Scaling models and data for solving large sparse
linear systems: a comparison of methods

Cedric Doucet
Cedrat SA 15, Chemin de Malacher 38240 Meylan
cedric.doucet@cedrat.com
I. Charpentier, J.-L. Coulomb, C. Guerin

As industrial problems may involve different kinds of physical parameters and different types of coupled equations, ill-conditioned sparse linear systems may arise from the discretization method. Let $ Au=f$ be a nonsingular sparse linear system where $ A\in \mathbb{C}^{n\times n}$, and $ u,f\in \mathbb{C}^n$. If the spectral condition number $ \kappa(A)$ is too far from one, direct solvers can lack of accuracy and iterative methods can fail to converge. An economical way of avoiding these difficulties is to find two diagonal matrices $ D_r$ and $ D_c$ such that $ \kappa(D_rAD_c) \approx \min_{D_1,D_2} \kappa(D_1A,D_2)$. Then, the solving process becomes

  1. compute $ \hat{u}$ such that $ \hat{A}\hat{u}=\hat{f}$
  2. compute $ u = D_c\hat{u}$
where $ \hat{A}= D_rAD_c$ and $ \hat{f}=D_rf$. Numerical properties of $ \hat{A}$ differ according to the scaling method; it can have normalized rows/columns [2] or it can be approximately doubly stochastic [3]. Other methods make the matrix have arbitrary row/column sums [1]. In this paper, we propose to make clear the interests of scaling corrections for supernodal and multifrontal direct solvers and for preconditioned iterative methods on industrial applications based on Maxwell equations (coupled problems, nonlinear materials, moving structures, transient problems) and discretized by means of nodal or edge finite elements.

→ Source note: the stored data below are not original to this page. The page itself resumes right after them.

PR #1220, opened 2025-03-04
fixing reproducibility of lmeval tests

brian-dellabetta:
SUMMARY:
LM Eval weekly tests are failing, this resolves two issues
1. installs pillow, which I had locally through vllm but is not installed as part of llm-compressor
2. adds a random seed to the lmeval tests, which seems after a good amount of testing to resolve the issue. it is entirely during calibration/quantization, lm-eval behavior is deterministic as they always set a seed. It is a bit surprising that it can have such a drastic effect, but these are 2B vision-language models and a difficult multiple choice dataset, not too far away from random guessing.

TEST PLAN:
no new src code


setup.py
```diff
@@ -60,9 +60,12 @@
         "datasets",
         "accelerate>=0.20.3,!=1.1.0",
         "pynvml",
-        "compressed-tensors"
-        if version_info.build_type == "release"
-        else "compressed-tensors-nightly",
+        "pillow",
```
brian-dellabetta, line 63: version was unpinned in vllm, so i left it the same here

dsikka (dismissed):

tests/lmeval/configs/vl_fp8_dynamic_per_token.yaml
```diff
@@ -10,7 +10,6 @@ lmeval:
     convert_img_format: True
   task: mmmu_val_economics
   num_fewshot: 0
-  limit: 1000
```
dsikka, line 13: are there > 1000 samples here?

tests/lmeval/configs/vl_int8_w8a8_dynamic_per_token.yaml
```diff
@@ -13,7 +13,6 @@ lmeval:
     convert_img_format: True
   task: mmmu_val_economics
   num_fewshot: 0
-  limit: 1000
```
dsikka, line 16: same as above

tests/lmeval/test_lmeval.py
```diff
@@ -57,6 +59,10 @@ class TestLMEval:
     """  # noqa: E501
 
     def set_up(self):
+        random.seed(42)
+        numpy.random.seed(42)
+        torch.manual_seed(42)
```
dsikka, line 64: torch.manual_seed() should be enough?

dsikka (changes requested):

tests/lmeval/configs/vl_fp8_dynamic_per_token.yaml
brian-dellabetta: the default is 1000, so removing this doesn't change the config passed to lm eval. the mmmu economics dataset doesn't have more than 1000 samples though, so this is just using all of them

tests/lmeval/test_lmeval.py
brian-dellabetta: i didn't check, but following the pattern lmeval has in their setup, setting these seeds. should i drop the other 2 and test?

tests/lmeval/configs/vl_int8_w8a8_dynamic_per_token.yaml
brian-dellabetta: see reply [here](https://github.com/vllm-project/llm-compressor/pull/1220#discussion_r1983522773). i'll mark this as resolved

tests/lmeval/test_lmeval.py
brian-dellabetta: I ran with just torch seed set and it failed to reproduce, so leaving all three set

horheynm (dismissed):

rahul-tuli (approved):
GG!

dsikka (changes requested):
rebase?

setup.py
kylesayrs, line 63: Can we make this a dev dependency rather than a base dependency?

tests/lmeval/configs/vl_fp8_dynamic_per_token.yaml
```diff
@@ -2,6 +2,7 @@ cadence: weekly
 model: Qwen/Qwen2-VL-2B-Instruct
 model_class: TraceableQwen2VLForConditionalGeneration
 scheme: FP8_DYNAMIC
+seed: 42 #compressed model is sensitive to random seed
```
kylesayrs, line 5: nit
```suggestion
seed: 42  # compressed model is sensitive to random seed
```

tests/lmeval/test_lmeval.py
```diff
@@ -73,6 +75,12 @@ def set_up(self):
         self.quant_type = eval_config.get("quant_type")
         self.save_dir = eval_config.get("save_dir")
 
+        seed = eval_config.get("seed", None)
+        if seed is not None:
```
kylesayrs, line 79: nit: use `from transformers import set_seed`
https://github.com/huggingface/transformers/blob/94ae1ba5b55e79ba766582de8a199d8ccf24a021/src/transformers/trainer_utils.py#L92

kylesayrs (dismissed):

tests/lmeval/test_lmeval.py
brian-dellabetta: thanks for the reference. I think i will leave as is though so it remains explicit

setup.py
brian-dellabetta: i've leveraged optional dependencies a lot in the past, it's a mixed bag though where users are unsure which optional deps they might need and there isn't a whole lot of benefit in not installing `pillow` which appears pretty lightweight and minimal overhead, and is commonly used. I didn't see any precedent for optional deps so i left as required for now. I think it's something we could/should leverage in future though if we have clear separation of optional dep groups

dsikka: This is used by the processor right?

dsikka (approved):

setup.py
brian-dellabetta: yes, i think any of the vision language processors will likely need it

kylesayrs (approved):

setup.py
brian-dellabetta: leaving as required for now, we may want to split all things multimodal into an optional dep later on but for now it's pretty lightweight

PR #1233, opened 2025-03-07
[Quantization] Channel-wise Output Activation Quantization for Attention QKV Modules

horheynm:
SUMMARY:
Quantize the output activation of the attention layers. 

Attention we need to worry about is the QKV. O/Up/down is not quantized.

Math:
x is the input vector -> tokenized + embedding
weight for QKV is Linear modules
output is the forward call of QKV with x
```bash
# x
(Pdb) hidden_states.shape -> torch.Size([1, 1930, 4096]) -> [batch, seq_len, hidden_size]

# weight
(Pdb) self.q_proj.weight.shape -> torch.Size([4096, 4096]) -- [hidden_size, hidden_size]
(Pdb) self.k_proj.weight.shape -> torch.Size([1024, 4096]) -- [num_key_value_heads * head_dim, hidden_size]
(Pdb) self.v_proj.weight.shape -> torch.Size([1024, 4096]) -- [num_key_value_heads * head_dim, hidden_size]

# output
(Pdb) self.q_proj(hidden_states).shape -> torch.Size([1, 1930, 4096]) -> [batch, seq_len, hidden_size]
(Pdb) self.k_proj(hidden_states).shape -> torch.Size([1, 1930, 1024]) -> [batch, seq_len, num_key_value_heads * head_dim]
(Pdb) self.v_proj(hidden_states).shape -> torch.Size([1, 1930, 1024]) -> [batch, seq_len, num_key_value_heads * head_dim]


```
Expected output scales and zp for output activations

```bash
k_proj activations -> [4096]
k_proj activations -> [1024]
v_proj activations -> [1024]

```

The observer will output the vectors in the same ndim as the given output activation tensor (ie.  torch.Size([1, 1930, 1024]), then outputs  torch.Size([1, 1, 1024])). Squeeze it to just get torch.Size([1024]), so ndim of 1.

TEST PLAN:
* Pass tests
* Pass eval


horheynm:
Next todo is to add support for group quantization

horheynm:
Will break down kv-cache logic to a different PR

PR #2710, opened 2022-04-21
Remake dumplib into integration test

pavelkalinnikov:
`dumplib` was a tool which created an in-memory log storage of a particular size,
and printed its contents with various flags. The useful bit of this tool was a "golden"
unit test which checks regressions on the `SubtreeProto` format in storage.

This change removes the tool, refactors the test, and places it in `integration/format`.

### Checklist


pavelkalinnikov:
There is no need to look at all commits, can just review the last state. Commits in this PR were iteratively deleting bit by bit, so that I didn't miss anything important.

integration/format/format.go
```diff
@@ -0,0 +1,175 @@
...
+	}
+	return nil
+}
+
+type treeAndRev struct {
+	subtree  *storagepb.SubtreeProto
+	revision int
+}
+
+func latestRevisions(ls storage.LogStorage, treeID int64, hasher merkle.LogHasher) (string, error) {
```
jiggoha, line 136: What do the revisions here refer to?

pavelkalinnikov: In the original Trillian storage design the Merkle tree is split into tiles (which are called `SubtreeProto` there), and each tile will have a new revision every time it's modified (when new entries are appended to the log, and some nodes of a tile get new hashes, or modified ephemeral hashes).

Trillian also had maps, which were sparse Merkle trees. Maps had different API: it was possible to modify an arbitrary location in the Merkle tree (as opposed to logs, where only appends to the end are allowed). Trillian tried to have a unified Merkle storage (the `SubtreeProto`s with revisions, etc). Since then maps were deleted and the design of logs converges to simpler version which does not store ephemeral nodes, and does not need tile revisions. But for backwards compatibility the revisions still exist.

pavelkalinnikov: A revision is a "snapshot" when a new tree head is created. For logs, a new revision is when new batch of entries are appended and committed to storage.

pavelkalinnikov: So, the way to see the state of Merkle tree at revision `x`, one should scan all tiles/`SubtreeProto`s, and take the latest revision <= `x` for each.

jiggoha: Thank you, that elucidated my understanding a lot!

integration/format/format.go
```diff
@@ -0,0 +1,175 @@
...
+	// vMap maps subtree prefixes (as strings) to the corresponding subtree proto and its revision
+	vMap := make(map[string]treeAndRev)
+	memory.DumpSubtrees(ls, treeID, func(k string, v *storagepb.SubtreeProto) {
+		// Relies on the btree key space for subtrees being /tree_id/subtree/id/revision.
```
jiggoha, line 140: If this is the convention for the layout of trees, it feels like we should be abstracting it away in a library rather than re-implementing it here separately from its definition. Where is the "other side" of this implemented? Not blocking for this PR, but if it's easy to use call a library instead, I feel that it would better to do that.

pavelkalinnikov: The details of this are in `storage/memory`. 100% agree that it can be incapsulated, and it can be done in another PR.

jiggoha (approved):

PR #2726, opened 2022-04-28
cache: Set a fixed tile height of 8

pavelkalinnikov:
This change reflects the status quo.


mhutchinson (approved):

[1] N. Linial, A. Samorodnitsky, A. Wigderson, A deterministic strongly polynomial algorithm for matrix scaling and approximate permanents, Combinatorica 20 (200) 531-544.

[2] O. E. Livine, G. H. Golub, Scaling by Binormalization.

[3] D. Ruiz, A Scaling Algorithm to Equilibrate Both Rows and Columns Norms in Matrices, RAL-TR-2001-034.